- _ACTIVITY_
What is needed is an exact copy of the line where "Make black theme the default" appears plus every later line in the material.

- _SUPPLIED RECORDS_
PR #3594, opened 2020-02-28
Dynamically send operations to server

christianalfoni:
Dynamically sends operation to server based on number of connections.

**NOTE!**

We should remove the console log here before merging with `master`


lbogdan:
Build for latest commit https://github.com/codesandbox/codesandbox-client/pull/3594/commits/dd93dc8af59bbc685d21a7846d33aacd736cece3 is at https://pr3594.build.csb.dev/s/new.

PR #3607, opened 2020-03-04
Make black theme the default

siddharthkp:
- [x] set black as default for folks that haven't explicitly chosen a theme
- [x] update raw theme cache to black
- [x] remove duplicate black theme

Folks are allowed to switch back to codesandbox theme if they don't like codesandbox black. Drawback: If in the past, you have changed themes and then switched to codesandbox back, we don't change your theme.


lbogdan:
Build for latest commit https://github.com/codesandbox/codesandbox-client/pull/3607/commits/3d0af8d578473d6ba4438e8509875d498192c460 is at https://pr3607.build.csb.dev/s/new.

- _RESPONSE TO THIS TASK_
Make black theme the default

siddharthkp:
- [x] set black as default for folks that haven't explicitly chosen a theme
- [x] update raw theme cache to black
- [x] remove duplicate black theme

Folks are allowed to switch back to codesandbox theme if they don't like codesandbox black. Drawback: If in the past, you have changed themes and then switched to codesandbox back, we don't change your theme.


lbogdan:
Build for latest commit https://github.com/codesandbox/codesandbox-client/pull/3607/commits/3d0af8d578473d6ba4438e8509875d498192c460 is at https://pr3607.build.csb.dev/s/new.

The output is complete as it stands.